*** Begin section ***
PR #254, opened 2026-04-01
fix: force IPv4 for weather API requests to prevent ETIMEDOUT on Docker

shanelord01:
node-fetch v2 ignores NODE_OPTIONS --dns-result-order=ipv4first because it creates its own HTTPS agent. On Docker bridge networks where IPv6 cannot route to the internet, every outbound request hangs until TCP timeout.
*** End section ***
> Problem description: All the data above must be copied again. Leave nothing out.

> Exercise result:
PR #254, opened 2026-04-01
fix: force IPv4 for weather API requests to prevent ETIMEDOUT on Docker

shanelord01:
node-fetch v2 ignores NODE_OPTIONS --dns-result-order=ipv4first because it creates its own HTTPS agent. On Docker bridge networks where IPv6 cannot route to the internet, every outbound request hangs until TCP timeout.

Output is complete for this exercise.